# Fished the Delaware Today



## BLUESMAN (Nov 4, 2003)

Wet a line at Pennsgrove with about six other guys. Bloodworms both sides of high tide - skunked. I didn't see anyone else with fish either.
Wind was out of the west about 10 -15 miles per hour - it was rolling pretty good.

Try again this weekend and next. I did well in the river last March!

Tightlines,
Bluesman


----------



## brobert (Oct 18, 2005)

My brother and I fished the river today.

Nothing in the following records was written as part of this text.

PR #2912, opened 2022-09-28
build(scripts): move client generation to its own npm script

JadenSimon:
## Problem
No standalone script to generate service client type definitions

## Solution
Split the command out into `generateClients` and remove it from `postinstall`

## License


jpinkney-aws (commented):
So now that generating service clients is out of the postinstall, is there a chance that we/any contributor might forget to do it? Would that break the build and have people wondering what they might have to do to correct the build?

JadenSimon:
> So now that generating service clients is out of the postinstall, is there a chance that we/any contributor might forget to do it? Would that break the build and have people wondering what they might have to do to correct the build?

It's still ran before any build so no. Code generation for building the package should really not be in `postinstall`.

justinmk3 (approved):

PR #2913, opened 2022-09-29
refactor(credentials): add assertion utils and clean-up SSO implementation

JadenSimon:
## Problem
* Duplicate 'missing props' implementations
* SSO caching hard to track; no logging
* Cache(s) not evicted on client faults

## Solution
* Add several utils for checking or asserting that an object has certain properties
* Add a basic factory for keyed caches on disk  
* Refactor SSO implementation to use the new utils

## License


src/credentials/sso/model.ts
```diff
@@ -0,0 +1,77 @@
...
+    readonly scopes?: string[]
+    readonly identifier?: string
+}
+
+export async function openSsoPortalLink(authorization: { readonly verificationUriComplete: string }): Promise<boolean> {
+    return vscode.env.openExternal(vscode.Uri.parse(authorization.verificationUriComplete))
+}
+
+// Most SSO 'expirables' are fairly long lived, so a one minute buffer is plenty.
+const EXPIRATION_BUFFER_MS = 60000
```
JadenSimon, line 74: This constant was in the old impl. 
Though maybe we don't need it

src/credentials/providers/credentials.ts
```diff
@@ -113,7 +113,7 @@ export interface CredentialsProvider {
      * first use (in particular, credentials that may prompt, such as SSO/MFA,
      * should _not_ attempt to auto-connect).
      */
-    canAutoConnect(): boolean
+    canAutoConnect(): boolean | Promise<boolean>
```
justinmk3, line 116: hmm.. does this mean the caller has to add `await` depending on the implementation?

src/credentials/sso/clients.ts
```diff
@@ -0,0 +1,192 @@
...
+        }
+
+        return requester(request as T)
+    }
+
+    private async handleError(error: unknown): Promise<never> {
+        if (
+            error instanceof SSOServiceException &&
+            error.$fault === 'client' &&
+            !(isThrottlingError(error) || isTransientError(error))
```
justinmk3, line 180: interesting... should we mention `@aws-sdk/service-error-classification` somewhere in our guidelines, or maybe in ToolkitError class description?

justinmk3 (approved):

src/credentials/sso/clients.ts
JadenSimon: I'll put a util function in `errors.ts`, maybe `isClientFault`.

src/credentials/providers/credentials.ts
JadenSimon: No it's ok to `await` a non-promise. Only downside is that tests/logic can be written towards specific instances of the interface which may have the narrowed synchronous type. And if everything is inferred and/or non-strict equality is used then you can introduce bugs if instance type is widened.

I'm gonna change it to only be `Promise<boolean>` as it's too easy to break things when doing this with `boolean`.

jpinkney-aws (approved):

We got a small striper 18 inches and a cat on squid. 

Tried some donated blood worms and got nothing. 

Left early though.

The low tide was the lowest ive ever seen.


----------



## kev (Sep 26, 2004)

i've heard very reliably stripers are being caught pretty steady the last few days.mostly small ones though(possibly resident fish).lots of cats too.all on bloodies or chicken liver.


----------



## sand flea (Oct 24, 1999)

It ought to be blowing up for you guys any day now. The Chesapeake spawners have started to show and I've heard commercial netters off IRI and Ocean City are getting the fish headed for NJ and Delaware Bay.

Keep your fingers crossed and your rods ready.


----------



## murphman (Sep 4, 2003)

I'll be on the DE side in the am on Sunday, going out to buy bloods right now. Lines in at sunrise, kids ball game at noon. Anytime on the water these days is priceless!


----------